Kafka Offset
You can use the Kafka Offset job entry to reset the offset value of all partitions in a topic based upon a given timestamp or epoch value.
General
The following field is general to this job entry:
- Job Name: Specify the unique name of the Kafka Offset entry on the canvas. You can customize the name or leave it as the default.
Options
The Kafka Offset entry includes three tabs for the step. Each tab is described below.
Setup tab
In this tab, define the connections used for receiving messages, topics to which you want to subscribe, and the consumer group for the topics.
Option | Description |
Bootstrap servers |
Specify the Bootstrap servers from which you want to receive the Kafka streaming data. |
Topics | Enter the name of each Kafka topic from which you want to consume streaming data (messages). You must include all topics that you want to consume. |
Consumer group |
Enter the name of the group of which you want this consumer to be a member.

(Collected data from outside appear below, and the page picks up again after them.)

Issue #5713, opened 2022-06-08
mockRedwoodDirective fails when ValidatorDirective is async


xmonkee:
### Issue
`mockRedwoodDirective` does not await the inner validator function, thus making it hard to test that an async validator functions throws an error

### Repro
1. Generate a new directive (validator): 
```yarn rw generate directive requireSomething```
2. Make the validator function async:
```javascript 
const validate: ValidatorDirectiveFunc = async ({ context, directiveArgs }) => {
  throw new Error('Implementation missing for requireSomething')
}
```
3. Run the default tests
```javascript
describe('requireSomething directive', () => {
  it('has a requireSomething throws an error if validation does not pass', async () => {
    const mockExecution = mockRedwoodDirective(requireSomething, {})
    expect(mockExecution).toThrowError()
  })
})
```

It will give two errors: `Received function did not throw` and then the actual throw as an error

This is the same behavior jest shows when trying to `expect(...).toThrow()` on an async function without doing `async expect(..).rejects.toThrow()`

### Possible fix
Add a `mockAsyncRedwoodDirective`. This is just `mockRedwoodDirective` which now returns an async function that awaits the validator and transformer functions
```javascript
export const mockAsyncRedwoodDirective = (directive, executionMock) => {
  const { directiveArgs = {}, context, ...others } = executionMock

  if (context) {
    ;(0, _graphqlServer.setContext)(context || {})
  }

  return async () => {
    if (directive.type === _graphqlServer.DirectiveType.TRANSFORMER) {
      const { mockedResolvedValue } = others
      return await directive.onResolverCalled({
        resolvedValue: mockedResolvedValue,
        context: _graphqlServer.context,
        ...others,
      })
    } else {
      await directive.onResolverCalled({
        context: _graphqlServer.context,
        directiveArgs,
        ...others,
      })
    }
  }
}
```

And modify the test

```javascript
  it('has a requireSomething throws an error if validation does not pass', async () => {
    const mockExecution = mockAsyncRedwoodDirective(requireSomething, {})
    await expect(mockExecution()).rejects.toThrowError(
      'Implementation missing for requireSomething'
    )
  })
```

jtoar:
Thanks @xmonkee, I was able to confirm this one. @dthyresson is the mind behind many of the GraphQL integrations in the framework so I'll tag him here to see what he thinks about your fix.

dthyresson:
@dac09 Thoughts on letting validator directives be async?

[...]

PR #5822, opened 2022-06-24
Adds mockAsyncRedwoodDirective to test asynchronous Validator or Transformer RedwoodDirectives

dthyresson:
Fixes https://github.com/redwoodjs/redwood/issues/5713

> mockRedwoodDirective does not await the inner validator function, thus making it hard to test that an async validator functions throws an error

* Adds mockAsyncRedwoodDirective
* Adds docs with example


dthyresson:
@xmonkee Could you take a look at this implementation and the doc examples and confirm that this resolved the issue your raised in #5713 . Thanks!

packages/testing/src/api/directive.ts
```diff
@@ -32,6 +32,50 @@ interface DirectiveMocker {
...
+ * - Validator directives should check for errors thrown in certain situtations
+ *
+ * @example
+ *  const mockExecution = mockAsyncRedwoodDirective(myTransformer, {
+ *    context: currentUser,
+ *    resolvedValue: 'Original Value',
+ *  })
+ *
+ *  expect(mockExecution).not.toThrow()
+ *  expect(mockExecution()).toEqual('Transformed Value')
```
jtoar, line 49: It looks like this example is still for the synchronous version? And is it `mockedResolvedValue` or `resolvedValue`?

```suggestion
 *  const mockExecution = mockAsyncRedwoodDirective(myTransformer, {
 *    context: currentUser,
 *    mockedResolvedValue: 'Original Value',
 *  })
 *
 *  await expect(mockExecution).resolves.not.toThrow()
 *  await expect(mockExecution()).resolves.toEqual('Transformed Value')
```

I'm not 100% sure about the `await expect(mockExecution).resolves.not.toThrow()` matcher. I know it works (I ran it) but it feels like there should be a more elegant way to do it since by definition, if it resolves, it didn't throw.

packages/testing/src/api/directive.ts
```diff
@@ -32,6 +32,50 @@ interface DirectiveMocker {
   (directive: TransformerDirective, executionMock: TransformerMock): any
 }
 
+/**
+ *
+ * @description
+ * Used for writing directive tests for asynchronous directives e.g.
```
jtoar, line 38: Seemed a little redundant to say directive twice:
```suggestion
 * Used for writing tests for asynchronous directives e.g.
```

packages/testing/src/api/directive.ts
```diff
@@ -32,6 +32,50 @@ interface DirectiveMocker {
...
+ * - Transformer directives can be passed resolvedValue
+ * - Validator directives should check for errors thrown in certain situtations
+ *
+ * @example
+ *  const mockExecution = mockAsyncRedwoodDirective(myTransformer, {
+ *    context: currentUser,
+ *    resolvedValue: 'Original Value',
```
jtoar, line 45: The docs say `mockedResolvedValue` but here says `resolvedValue`—which should it be?

packages/testing/src/api/directive.ts
```diff
@@ -32,6 +32,50 @@ interface DirectiveMocker {
   (directive: TransformerDirective, executionMock: TransformerMock): any
 }
 
+/**
+ *
+ * @description
+ * Used for writing directive tests for asynchronous directives e.g.
+ * - Transformer directives can be passed resolvedValue
+ * - Validator directives should check for errors thrown in certain situtations
```
jtoar, line 40: Fix typo:
```suggestion
 * - Validator directives should check for errors thrown in certain situations
```

jtoar (changes requested):
Thanks @dthyresson, looking good! Works locally for me. I made a few edits to the docs. The example in the JSdoc may need updating. And I'm a little confused if it should be `mockedResolvedValue` or `resolvedValue` for transformer directives?

While this work as is, I have an API suggestion. What if instead of making another function, we just check if `directive.onResolverCalled` is async or not? That way users don't have to learn another API.

To be more explicit, the code would look like...

```ts
export const mockRedwoodDirective: DirectiveMocker = (
  directive,
  executionMock
) => {
  const { directiveArgs = {}, context, ...others } = executionMock

  if (context) {
    setContext(context || {})
  }
  
  // Here's the new code; just do a check here, instead of making another function
  if (directive.onResolverCalled.constructor.name === 'AsyncFunction') {
    return async () => {
      if (directive.type === DirectiveType.TRANSFORMER) {
        const { mockedResolvedValue } = others as TransformerMock
        return await directive.onResolverCalled({
          resolvedValue: mockedResolvedValue,
          context: globalContext,
          ...others,
        } as DirectiveParams)
      } else {
        await directive.onResolverCalled({
          context: globalContext,
          directiveArgs,
          ...others,
        } as DirectiveParams)
      }
    }
  }

  return () => {
    if (directive.type === DirectiveType.TRANSFORMER) {
      const { mockedResolvedValue } = others as TransformerMock
      return directive.onResolverCalled({
        resolvedValue: mockedResolvedValue,
        context: globalContext,
        ...others,
      } as DirectiveParams)
    } else {
      directive.onResolverCalled({
        context: globalContext,
        directiveArgs,
        ...others,
      } as DirectiveParams)
    }
  }
}
```

I tested it out locally and it seems to work. Thoughts on this approach?

dthyresson:
> Thanks @dthyresson, looking good! Works locally for me. I made a few edits to the docs. The example in the JSDoc may need updating. And I'm a little confused if it should be `mockedResolvedValue` or `resolvedValue` for transformer directives?
> 
> While this work as is, I have an API suggestion. What if instead of making another function, we just check if `directive.onResolverCalled` is async or not? That way users don't have to learn another API.
> 
> To be more explicit, the code would look like...
> 
> ```ts
> export const mockRedwoodDirective: DirectiveMocker = (
>   directive,
>   executionMock
> ) => {
>   const { directiveArgs = {}, context, ...others } = executionMock
> 
>   if (context) {
>     setContext(context || {})
>   }
>   
>   // Here's the new code; just do a check here, instead of making another function
>   if (directive.onResolverCalled.constructor.name === 'AsyncFunction') {
>     return async () => {
>       if (directive.type === DirectiveType.TRANSFORMER) {
>         const { mockedResolvedValue } = others as TransformerMock
>         return await directive.onResolverCalled({
>           resolvedValue: mockedResolvedValue,
>           context: globalContext,
>           ...others,
>         } as DirectiveParams)
>       } else {
>         await directive.onResolverCalled({
>           context: globalContext,
>           directiveArgs,
>           ...others,
>         } as DirectiveParams)
>       }
>     }
>   }
> 
>   return () => {
>     if (directive.type === DirectiveType.TRANSFORMER) {
>       const { mockedResolvedValue } = others as TransformerMock
>       return directive.onResolverCalled({
>         resolvedValue: mockedResolvedValue,
>         context: globalContext,
>         ...others,
>       } as DirectiveParams)
>     } else {
>       directive.onResolverCalled({
>         context: globalContext,
>         directiveArgs,
>         ...others,
>       } as DirectiveParams)
>     }
>   }
> }
> ```
> 
>  
> I tested it out locally and it seems to work. Thoughts on this approach?

@jtoar I like that much better. I was taking my cue from @xmonkee and https://github.com/redwoodjs/redwood/issues/5713.

But a single function simplifies much!

dthyresson:
@jtoar Do you want to push that refactoring into this PR? Much appreciated!

jtoar:
@dthyresson just pushed the suggestion. This one seems good to go but maybe we can give xmonkee a few days for feedback.

dthyresson:
feedback from @Tobbe - Can remove redundant names in comments.
Feedback from @dac09 - makes SDL verbose and maybe confusing to new devs. Perhaps option to turn off or only generate comments if the Prisma comments exist.

Tobbe:
If you can/want to remove the redundant name maybe you can make the comments one-liners by default, which would also help make it all less verbose in the SDLs. Like `"""this is a one-liner"""`

jtoar:
@dthyresson @Tobbe I think you may be commenting on the wrong PR? Those comments sound like they were meant for https://github.com/redwoodjs/redwood/pull/5824. Just don't want you to lose track of feedback.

Each Kafka Consumer step will start a single thread for consuming. When part of a consumer group, each consumer is assigned a subset of the partitions from topics it has subscribed to, which locks those partitions. Each instance of a Kafka Consumer step will only run a single consumer thread. |
Options tab
Use this tab to send the parameters to the broker when connecting. The parameter values can be encrypted. A few of the most common options are included for your convenience. You can enter any desired Kafka property. For further information on these input names, see the Apache Kafka documentation site: https://kafka.apache.org/documentation/.
Offset Settings tab
To reset the offset value, set the start date in the Offset timestamp field and select the format in the Timestamp format field.
Option | Description |
Offset timestamp |
Specifies the start date timestamp to use as the offset. The timestamp can be a past or future time. When this job is run, the offset value in each partition will be reset to timestamp given. |
Timestamp format |
Specifies the timestamps format for the offset. When epoch value is given, the timestamp format is not needed. |
Examples
The kafka_job_abort.kjb sample job in the
design-tools/data-integration/plugins/kafka-job-plugins-zip-9.5.1.0-110/kafka-offset-job/samples/transformations directory demonstrates the capabilities of this job
using the Abort step.
The kafka_job.kjb sample job in the design-tools/data-integration/plugins/pentaho-streaming-kafka-plugin-zip-9.5.1.0-110/pentaho-streaming-kafka-plugin/samples/transformations directory demonstrates in the kafka_job.kjb job with both successes and failures. Comments in the transformations explain how the steps are used.